Good thing I don't use Symantec! I have always been using AVG.


----------



## Mike.H (May 14, 2006)

I've always steered clear from Symatec's products, I'm a AVG man myself


----------



## bass_player102 (Jun 23, 2005)

*Another article*

Heres another article confirming it. Just shows its not someone makin stuff up. 

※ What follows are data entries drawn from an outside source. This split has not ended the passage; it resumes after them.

PR #237, opened 2022-11-16
New linting proposal

elias-garcia:
### What does this PR does?

This PR formats the code according to https://github.com/0xPolygonHermez/eslint-config-hermez/pull/1. As it's not yet merged and deployed it point to a local tarball to be able to see the consequences of applying the new linting rules. Needs to be replaced with the final version before merging.


amonsosanz:
We're missing an `npm run format`

amonsosanz (approved):

PR #239, opened 2022-12-14
Add outdated pop up

elias-garcia:
### What does this PR does?

This PR refactors the `Policy` component to make it a reusable one and adds a pop-up to alert the user that the network will be outdated in the coming days.

## Checklist

review them:


adrifdez (approved):

src/adapters/env.ts
```diff
@@ -37,6 +39,7 @@ const envToDomain = ({
 }: Env): Promise<domain.Env> => {
   const polygonZkEVMNetworkId = z.number().positive().parse(Number(VITE_POLYGON_ZK_EVM_NETWORK_ID));
   const useFiatExchangeRates = z.boolean().parse(VITE_USE_FIAT_EXCHANGE_RATES === "true");
+  const isNetworkOutdated = z.boolean().parse(VITE_IS_NETWORK_OUTDATED === "true");
```
amonsosanz: This is not safe because it results in `false` for any non-valid value, meaning that whenever the env holds a value different from `true` no error will be shown and the network outdated msg won't be shown.

Instead, we should only succeed with `true` or `false` and provide a meaningful error in any other case.

```diff
diff --git a/src/adapters/env.ts b/src/adapters/env.ts
index 952af38..4327bb6 100644
--- a/src/adapters/env.ts
+++ b/src/adapters/env.ts
@@ -38,8 +38,8 @@ const envToDomain = ({
   VITE_USE_FIAT_EXCHANGE_RATES,
 }: Env): Promise<domain.Env> => {
   const polygonZkEVMNetworkId = z.number().positive().parse(Number(VITE_POLYGON_ZK_EVM_NETWORK_ID));
-  const useFiatExchangeRates = z.boolean().parse(VITE_USE_FIAT_EXCHANGE_RATES === "true");
-  const isNetworkOutdated = z.boolean().parse(VITE_IS_NETWORK_OUTDATED === "true");
+  const useFiatExchangeRates = stringBoolean.parse(VITE_USE_FIAT_EXCHANGE_RATES);
+  const isNetworkOutdated = stringBoolean.parse(VITE_IS_NETWORK_OUTDATED);

   return getChains({
     ethereum: {
@@ -122,6 +122,27 @@ const envParser = StrictSchema<Env, domain.Env>()(
     .transform(envToDomain)
 );

+const stringBoolean = StrictSchema<string, boolean>()(
+  z.string().transform((value, context) => {
+    switch (value) {
+      case "true": {
+        return true;
+      }
+      case "false": {
+        return false;
+      }
+      default: {
+        context.addIssue({
+          code: z.ZodIssueCode.custom,
+          fatal: true,
+          message: "The provided string input can't be parsed as a boolean",
+        });
+        return z.NEVER;
+      }
+    }
+  })
+);
+
 const loadEnv = (): Promise<domain.Env> => {
   const parsedEnv = envParser.parseAsync(import.meta.env);
```

elias-garcia: done!

src/adapters/env.ts
```diff
@@ -29,14 +53,23 @@ const envToDomain = ({
...
   VITE_USE_FIAT_EXCHANGE_RATES,
 }: Env): Promise<domain.Env> => {
   const polygonZkEVMNetworkId = z.number().positive().parse(Number(VITE_POLYGON_ZK_EVM_NETWORK_ID));
-  const useFiatExchangeRates = z.boolean().parse(VITE_USE_FIAT_EXCHANGE_RATES === "true");
+  const useFiatExchangeRates = stringBooleanParser.parse(VITE_USE_FIAT_EXCHANGE_RATES);
+  const bridgeApiUrl = VITE_BRIDGE_API_URL;
+  const outdatedNetwork: domain.Env["outdatedNetwork"] = {
+    message: VITE_OUTDATED_NETWORK_MESSAGE || undefined,
+    title: VITE_OUTDATED_NETWORK_TITLE || undefined,
+    url: VITE_OUTDATED_NETWORK_URL || undefined,
```
amonsosanz: These variables are already `string | undefined`

.env.example
```diff
@@ -20,3 +20,8 @@ VITE_USE_FIAT_EXCHANGE_RATES=true
 VITE_FIAT_EXCHANGE_RATES_API_URL=https://api.exchangeratesapi.io/v1/latest
 VITE_FIAT_EXCHANGE_RATES_API_KEY=
 VITE_FIAT_EXCHANGE_RATES_ETHEREUM_USDC_ADDRESS=0xA0b86991c6218b36c1d19D4a2e9Eb0cE3606eB48
+
+# MISC
```
amonsosanz, line 24: I'd add a comment here:

`# Both the title and the message are required for the popup to be displayed.`

amonsosanz: In fact, I also consider making the title optional and that only the message is required to display the popup.

src/adapters/env.ts
elias-garcia: Right, I've removed this check from here.

.env.example
elias-garcia: Yeah, it looks good as well without the title. I've marked it as optional.

amonsosanz: Then the message could be:

`# VITE_OUTDATED_NETWORK_MESSAGE is required for the popup to be displayed.`

amonsosanz: nah I don't think the comment is required now

amonsosanz (approved):

PR #243, opened 2023-01-09
Improve deployment and docs

amonsosanz:
### What does this PR does?

* Add `.dockerignore` file to avoid polluting the docker context
* Avoid adding the non-present outdated network modal optional env vars
* Improve docker cache usage for the npm install layer
* Improve docs by adding a docker run example command


Dockerfile
```diff
@@ -4,8 +4,12 @@ RUN apk add --update nodejs npm
 
 WORKDIR /app
 
-COPY . .
+COPY package.json package-lock.json ./
+COPY scripts ./scripts
+COPY abis ./abis
```
adrifdez, line 9: Why this if we are using dockerignore and below you do copy the whole directory?

amonsosanz: By doing this, the step `npm install` can be cached on a layer and won't be rebuilt as long as the files required by the installation process are not modified (package.json, package-lock.json, scripts, and abis).

In other words, you can modify the source code and the step `npm install` won't be rebuilt.

.dockerignore
```diff
@@ -0,0 +1,5 @@
+.env
+.vscode
```
elias-garcia: We don't have a `.vscode` folder in this repo.

Dockerfile
elias-garcia: This was needed yep.

README.md
```diff
@@ -65,6 +65,24 @@ The Docker image won't build the UI until you run it, in order to be able to use
...
+-e ETHEREUM_BRIDGE_CONTRACT_ADDRESS=0x0165878A594ca255338adfa4d48449f69242Eb8F \
+-e ETHEREUM_PROOF_OF_EFFICIENCY_CONTRACT_ADDRESS=0x8dA3b8020401851438eEe8bB434c57b54999935c \
+-e POLYGON_ZK_EVM_RPC_URL=http://localhost:8123 \
+-e POLYGON_ZK_EVM_EXPLORER_URL=http://localhost:4000 \
+-e POLYGON_ZK_EVM_BRIDGE_CONTRACT_ADDRESS=0x9d98deabc42dd696deb9e40b4f1cab7ddbf55988 \
+-e POLYGON_ZK_EVM_NETWORK_ID=1 \
+-e BRIDGE_API_URL=http://localhost:8080 \
+-e USE_FIAT_EXCHANGE_RATES=false \
+-e SHOW_OUTDATED_NETWORK_MODAL=false \
+-p 127.0.0.1:8080:80/tcp --name zkevm-bridge-ui -t zkevm-bridge-ui:local
```
elias-garcia: Why adding the `--name` and `-t` arguments? If we just want to run the image this could be omitted and should be up to each user to tweak them to their needs.

With the port, we should be able to just do: `-p 80:8080`.

adrifdez (approved):

.dockerignore
amonsosanz: I do have it, it's generated by the IDE

amonsosanz: It's in `.gitignore` also

elias-garcia: Yep, `.gitignore` file tries to cover more cases as it prevents this kind of folders to be pushed to the repo. As the app is going to be deployed from a clean repo clone, I don't see necessary to copy all the files from the `.gitignore` here as well, specially those which don't interfere with other things like IDE settings, DS_Store files etc.

README.md
amonsosanz: > Why adding the `--name` and `-t` arguments?

Well, it's just an example command, I think that the reachest the better. A user with little experience in docker can benefit from these example names and choose the ones he wants.

> With the port, we should be able to just do: `-p 80:8080`.

Yep, but if I understand this correctly that would [expose the UI to any machine in the network](https://docs.docker.com/engine/reference/commandline/run/#publish-or-expose-port--p---expose).

> Note that ports which are not bound to the host (i.e., `-p 80:80` instead of `-p 127.0.0.1:80:80`) will be accessible from the outside.

But sure, we can change this if you prefer it since it might be the desired behavior.

.dockerignore
amonsosanz: Yep, it will never be committed but we have the folder locally in development mode. It's not very relevant in any case.

And you could argue the same with `node_modules` and `dist`, they will never be committed.

README.md
elias-garcia: > > Why adding the `--name` and `-t` arguments?
> 
> Well, it's just an example command, I think that the reachest the better. A user with little experience in docker can benefit from these example names and choose the ones he wants.
> 
> > With the port, we should be able to just do: `-p 80:8080`.
> 
> Yep, but if I understand this correctly that would [expose the UI to any machine in the network](https://docs.docker.com/engine/reference/commandline/run/#publish-or-expose-port--p---expose).
> 
> > Note that ports which are not bound to the host (i.e., `-p 80:80` instead of `-p 127.0.0.1:80:80`) will be accessible from the outside.
> 
> But sure, we can change this if you prefer it since it might be the desired behavior.

> A user with little experience in docker can benefit from these example names and choose the ones he wants.

Probably a user without experience won't even know what the `name` or `t` parameters mean. I think that we should provide just the minimal command to run the app. Probably a user who needs a name in the service won't even run it alone, he will run it inside a `docker-compose` or similar. And same with the `t` param, the app will be running but why would a regular user want to interact with the container through a terminal?

> Yep, but if I understand this correctly that would [expose the UI to any machine in the network](https://docs.docker.com/engine/reference/commandline/run/#publish-or-expose-port--p---expose).

Yep, in this case we would like to have access from the outside, as less experimented users won't be aware of this. Also, all docker images examples use this pattern, so I'd go with it.

.dockerignore
elias-garcia: Yep, probably we didn't create this file in the past because it's not needed for our deployments and this files won't never be included in our deployed instances of the bridge ui. Then, if we are going to have this file I'd include at least all the files in the `.gitignore` to be consistent with our deployment.

README.md
amonsosanz: > why would a regular user want to interact with the container through a terminal?

I don't get this.

> I think that we should provide just the minimal command to run the app.

I don't agree. Documentation and examples are better to be verbose.

We could argue long about the names/tags. I think most of this is a matter of taste, but ok, let's use yours. I don't think it's very relevant.

amonsosanz: > why would a regular user want to interact with the container through a terminal?

https://docs.docker.com/engine/reference/run/#foreground

> -t: Allocate a pseudo-tty

🤦 now I get your comment! I thought the `-t` was to specify the image!

amonsosanz: Done!

.dockerignore
amonsosanz: Done!

elias-garcia (approved):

http://www.internetnews.com/security/article.php/3609501


----------



## SpySentinel (May 30, 2006)

Symantec has fixed that flaw two days ago

http://www.computerworld.com/action...eBasic&articleId=9000809&source=NLT_PM&nlid=8


----------



## farhad_cool (Jun 5, 2006)

We are using Symentic in our organization and its really pain in the nick!


----------



## nightwish (Jun 4, 2006)

anything synamtic is flawed stay with avg or if your willin 2 pay got 2 sophos thats the best1


----------



## newhouse1390 (Jan 10, 2005)

I administer a Symantec Server at an orginization in Ohio (about 10,000 workstations) I love the management features that Symantec provides. The management console has a great easy to use interface. The ClientRemote install tool allowed me to roll out the updates quickly to clients, SMS did the clean up. I have noticed that as Symantec AV has grown into version 10 the CPU utilization has also gone up signifigantly, other than that I have no compliants.

I guess I am at the management end not the end user. Let me hear your gripes.


----------



## nightwish (Jun 4, 2006)

last time i had it on my machine it virtually crippled it when it tried to do ne thing it needed rebooting constantly it conflicted with my firewall its just generally crap


----------